Extracted records
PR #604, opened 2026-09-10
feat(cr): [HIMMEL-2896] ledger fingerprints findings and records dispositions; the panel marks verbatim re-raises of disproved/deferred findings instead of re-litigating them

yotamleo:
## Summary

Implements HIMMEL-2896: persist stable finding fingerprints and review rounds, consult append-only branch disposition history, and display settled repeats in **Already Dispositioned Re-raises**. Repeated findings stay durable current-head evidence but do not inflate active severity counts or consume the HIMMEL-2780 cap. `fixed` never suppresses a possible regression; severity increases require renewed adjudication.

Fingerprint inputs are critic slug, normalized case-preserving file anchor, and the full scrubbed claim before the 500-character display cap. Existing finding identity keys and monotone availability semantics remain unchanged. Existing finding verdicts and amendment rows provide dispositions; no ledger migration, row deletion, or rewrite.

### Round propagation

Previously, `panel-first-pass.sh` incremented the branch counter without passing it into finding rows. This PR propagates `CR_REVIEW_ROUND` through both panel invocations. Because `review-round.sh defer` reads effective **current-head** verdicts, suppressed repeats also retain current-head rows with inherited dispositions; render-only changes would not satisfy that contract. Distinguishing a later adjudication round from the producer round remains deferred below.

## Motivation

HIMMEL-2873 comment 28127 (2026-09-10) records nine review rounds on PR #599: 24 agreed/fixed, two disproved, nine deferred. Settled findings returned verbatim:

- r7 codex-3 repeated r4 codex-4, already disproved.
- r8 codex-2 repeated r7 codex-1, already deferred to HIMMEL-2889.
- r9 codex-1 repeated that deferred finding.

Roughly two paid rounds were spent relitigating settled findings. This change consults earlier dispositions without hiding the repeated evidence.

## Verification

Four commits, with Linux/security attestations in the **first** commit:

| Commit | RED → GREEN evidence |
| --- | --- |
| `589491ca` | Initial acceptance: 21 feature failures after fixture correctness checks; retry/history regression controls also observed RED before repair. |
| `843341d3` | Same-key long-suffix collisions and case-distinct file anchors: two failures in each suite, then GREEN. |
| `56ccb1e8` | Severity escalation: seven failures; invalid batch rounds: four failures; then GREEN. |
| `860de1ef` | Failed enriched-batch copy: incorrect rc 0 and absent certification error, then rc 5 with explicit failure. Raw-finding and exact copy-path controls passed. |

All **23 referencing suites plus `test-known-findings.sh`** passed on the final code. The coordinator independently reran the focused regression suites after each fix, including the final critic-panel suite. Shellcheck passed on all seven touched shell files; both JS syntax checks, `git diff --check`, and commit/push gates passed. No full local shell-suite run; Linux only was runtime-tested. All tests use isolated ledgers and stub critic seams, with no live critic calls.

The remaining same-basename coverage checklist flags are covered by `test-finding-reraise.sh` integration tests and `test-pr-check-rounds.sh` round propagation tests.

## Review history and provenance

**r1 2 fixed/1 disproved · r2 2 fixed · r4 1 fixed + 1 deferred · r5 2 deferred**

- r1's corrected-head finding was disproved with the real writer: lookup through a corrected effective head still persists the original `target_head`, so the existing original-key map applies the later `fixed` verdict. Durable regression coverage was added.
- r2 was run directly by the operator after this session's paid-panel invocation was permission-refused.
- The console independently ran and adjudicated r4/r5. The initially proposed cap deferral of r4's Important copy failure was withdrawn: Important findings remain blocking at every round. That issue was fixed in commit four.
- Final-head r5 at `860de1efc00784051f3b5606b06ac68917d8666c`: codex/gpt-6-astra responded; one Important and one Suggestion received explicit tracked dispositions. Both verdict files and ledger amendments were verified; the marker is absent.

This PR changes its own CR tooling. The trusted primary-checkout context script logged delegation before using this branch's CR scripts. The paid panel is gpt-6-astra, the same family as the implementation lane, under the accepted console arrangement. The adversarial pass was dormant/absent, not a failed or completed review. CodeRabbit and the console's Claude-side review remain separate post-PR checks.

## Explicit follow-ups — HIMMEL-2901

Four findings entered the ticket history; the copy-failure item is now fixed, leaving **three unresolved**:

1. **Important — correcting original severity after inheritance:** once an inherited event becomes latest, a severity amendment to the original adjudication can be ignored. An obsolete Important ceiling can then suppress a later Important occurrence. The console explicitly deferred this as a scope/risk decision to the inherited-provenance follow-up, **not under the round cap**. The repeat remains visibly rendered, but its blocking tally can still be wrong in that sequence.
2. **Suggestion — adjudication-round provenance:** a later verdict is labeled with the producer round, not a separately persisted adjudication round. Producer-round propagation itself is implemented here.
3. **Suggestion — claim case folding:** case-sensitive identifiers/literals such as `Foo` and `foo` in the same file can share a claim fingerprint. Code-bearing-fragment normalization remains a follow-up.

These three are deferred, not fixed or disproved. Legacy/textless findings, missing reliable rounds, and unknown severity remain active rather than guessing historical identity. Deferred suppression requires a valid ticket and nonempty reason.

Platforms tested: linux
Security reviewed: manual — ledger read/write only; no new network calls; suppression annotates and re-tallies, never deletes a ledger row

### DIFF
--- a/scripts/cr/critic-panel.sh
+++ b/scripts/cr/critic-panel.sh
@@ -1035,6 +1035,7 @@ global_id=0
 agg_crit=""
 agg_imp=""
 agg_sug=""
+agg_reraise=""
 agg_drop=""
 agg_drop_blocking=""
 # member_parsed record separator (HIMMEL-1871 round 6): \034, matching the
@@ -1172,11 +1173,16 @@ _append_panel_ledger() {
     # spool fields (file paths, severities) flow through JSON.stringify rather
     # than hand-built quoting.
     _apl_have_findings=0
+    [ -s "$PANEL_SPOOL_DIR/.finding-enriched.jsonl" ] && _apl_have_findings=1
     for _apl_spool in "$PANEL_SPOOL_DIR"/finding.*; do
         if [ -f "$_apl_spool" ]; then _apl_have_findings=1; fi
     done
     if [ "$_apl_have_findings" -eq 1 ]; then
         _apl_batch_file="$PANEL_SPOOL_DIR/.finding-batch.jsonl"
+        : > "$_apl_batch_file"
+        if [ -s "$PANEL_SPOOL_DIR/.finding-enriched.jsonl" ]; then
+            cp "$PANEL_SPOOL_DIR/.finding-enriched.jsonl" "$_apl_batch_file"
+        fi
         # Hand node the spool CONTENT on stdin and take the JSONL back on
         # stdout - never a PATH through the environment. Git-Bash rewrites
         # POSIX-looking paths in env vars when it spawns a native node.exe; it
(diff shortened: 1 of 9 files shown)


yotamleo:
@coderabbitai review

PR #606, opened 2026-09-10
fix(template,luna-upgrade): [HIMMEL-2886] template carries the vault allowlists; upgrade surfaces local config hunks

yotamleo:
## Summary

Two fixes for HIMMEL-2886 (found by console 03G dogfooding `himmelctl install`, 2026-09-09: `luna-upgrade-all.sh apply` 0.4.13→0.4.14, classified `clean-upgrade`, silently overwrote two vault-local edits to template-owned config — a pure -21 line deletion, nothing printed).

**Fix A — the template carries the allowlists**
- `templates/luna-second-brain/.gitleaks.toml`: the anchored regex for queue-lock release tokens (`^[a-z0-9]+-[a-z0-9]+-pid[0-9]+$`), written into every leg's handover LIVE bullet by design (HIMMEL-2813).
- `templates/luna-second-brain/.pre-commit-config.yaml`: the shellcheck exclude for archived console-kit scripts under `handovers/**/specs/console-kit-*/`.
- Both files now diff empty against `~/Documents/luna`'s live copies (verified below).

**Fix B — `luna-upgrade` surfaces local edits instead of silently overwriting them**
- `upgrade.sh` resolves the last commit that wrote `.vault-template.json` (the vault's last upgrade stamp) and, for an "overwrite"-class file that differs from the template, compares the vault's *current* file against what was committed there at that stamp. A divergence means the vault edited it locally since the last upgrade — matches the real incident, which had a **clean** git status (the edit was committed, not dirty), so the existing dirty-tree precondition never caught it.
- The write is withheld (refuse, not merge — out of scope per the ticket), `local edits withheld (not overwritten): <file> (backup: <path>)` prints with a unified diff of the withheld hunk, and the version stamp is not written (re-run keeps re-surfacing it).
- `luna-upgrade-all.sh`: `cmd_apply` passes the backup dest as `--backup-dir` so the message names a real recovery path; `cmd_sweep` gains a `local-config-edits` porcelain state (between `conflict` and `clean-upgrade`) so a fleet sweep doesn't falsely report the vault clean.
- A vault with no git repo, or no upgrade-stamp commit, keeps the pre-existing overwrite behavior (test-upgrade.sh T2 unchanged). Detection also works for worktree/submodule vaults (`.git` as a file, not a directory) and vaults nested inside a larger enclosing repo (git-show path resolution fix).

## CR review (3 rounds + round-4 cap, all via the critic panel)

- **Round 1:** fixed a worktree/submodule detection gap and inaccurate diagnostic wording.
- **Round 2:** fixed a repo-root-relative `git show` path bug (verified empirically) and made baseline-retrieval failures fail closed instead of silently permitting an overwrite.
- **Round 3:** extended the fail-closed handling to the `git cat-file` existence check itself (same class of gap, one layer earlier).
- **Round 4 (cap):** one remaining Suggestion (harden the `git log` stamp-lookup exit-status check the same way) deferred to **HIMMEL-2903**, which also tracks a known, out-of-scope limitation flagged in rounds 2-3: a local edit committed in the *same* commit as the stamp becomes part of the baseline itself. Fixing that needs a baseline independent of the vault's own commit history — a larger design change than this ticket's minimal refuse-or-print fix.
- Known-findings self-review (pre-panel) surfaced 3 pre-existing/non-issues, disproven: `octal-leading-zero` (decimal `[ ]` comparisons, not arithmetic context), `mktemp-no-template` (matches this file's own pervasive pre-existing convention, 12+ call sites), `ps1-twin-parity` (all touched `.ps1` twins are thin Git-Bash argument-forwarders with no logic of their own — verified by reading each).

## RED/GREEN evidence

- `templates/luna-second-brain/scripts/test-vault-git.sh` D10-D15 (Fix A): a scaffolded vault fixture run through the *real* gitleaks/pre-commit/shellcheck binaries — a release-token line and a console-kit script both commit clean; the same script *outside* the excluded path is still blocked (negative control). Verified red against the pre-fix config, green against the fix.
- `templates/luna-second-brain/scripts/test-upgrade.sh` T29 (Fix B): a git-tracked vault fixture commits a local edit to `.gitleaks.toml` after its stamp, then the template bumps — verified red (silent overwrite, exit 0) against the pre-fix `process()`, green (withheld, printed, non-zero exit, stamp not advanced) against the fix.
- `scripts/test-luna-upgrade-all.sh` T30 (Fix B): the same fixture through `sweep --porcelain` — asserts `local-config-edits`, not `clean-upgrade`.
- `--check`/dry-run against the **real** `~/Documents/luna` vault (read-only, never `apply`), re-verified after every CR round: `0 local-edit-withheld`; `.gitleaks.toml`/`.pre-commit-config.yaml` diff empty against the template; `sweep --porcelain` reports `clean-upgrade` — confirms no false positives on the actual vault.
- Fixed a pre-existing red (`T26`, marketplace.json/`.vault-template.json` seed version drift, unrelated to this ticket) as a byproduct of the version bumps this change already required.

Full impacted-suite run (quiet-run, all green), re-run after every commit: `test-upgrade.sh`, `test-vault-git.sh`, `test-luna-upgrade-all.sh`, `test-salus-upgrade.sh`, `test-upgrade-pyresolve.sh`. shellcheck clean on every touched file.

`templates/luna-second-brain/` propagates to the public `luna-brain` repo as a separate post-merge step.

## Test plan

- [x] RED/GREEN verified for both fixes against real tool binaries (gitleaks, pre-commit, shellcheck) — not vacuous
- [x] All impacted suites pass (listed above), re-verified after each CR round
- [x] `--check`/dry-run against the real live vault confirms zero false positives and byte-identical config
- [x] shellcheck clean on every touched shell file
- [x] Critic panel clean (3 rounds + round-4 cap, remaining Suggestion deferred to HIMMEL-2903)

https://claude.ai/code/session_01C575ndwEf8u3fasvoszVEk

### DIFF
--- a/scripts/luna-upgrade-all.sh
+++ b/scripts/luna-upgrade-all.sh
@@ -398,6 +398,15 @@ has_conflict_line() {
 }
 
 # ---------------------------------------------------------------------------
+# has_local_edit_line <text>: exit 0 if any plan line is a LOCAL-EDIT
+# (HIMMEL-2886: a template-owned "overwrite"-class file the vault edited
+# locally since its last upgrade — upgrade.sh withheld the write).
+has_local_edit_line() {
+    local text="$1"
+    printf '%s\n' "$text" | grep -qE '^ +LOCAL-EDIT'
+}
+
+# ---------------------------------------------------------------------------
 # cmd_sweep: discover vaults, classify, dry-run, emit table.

TASK DIRECTIONS:
The required output is every line above that contains the string "owned".

SOLUTION:
Two fixes for HIMMEL-2886 (found by console 03G dogfooding `himmelctl install`, 2026-09-09: `luna-upgrade-all.sh apply` 0.4.13→0.4.14, classified `clean-upgrade`, silently overwrote two vault-local edits to template-owned config — a pure -21 line deletion, nothing printed).
+# (HIMMEL-2886: a template-owned "overwrite"-class file the vault edited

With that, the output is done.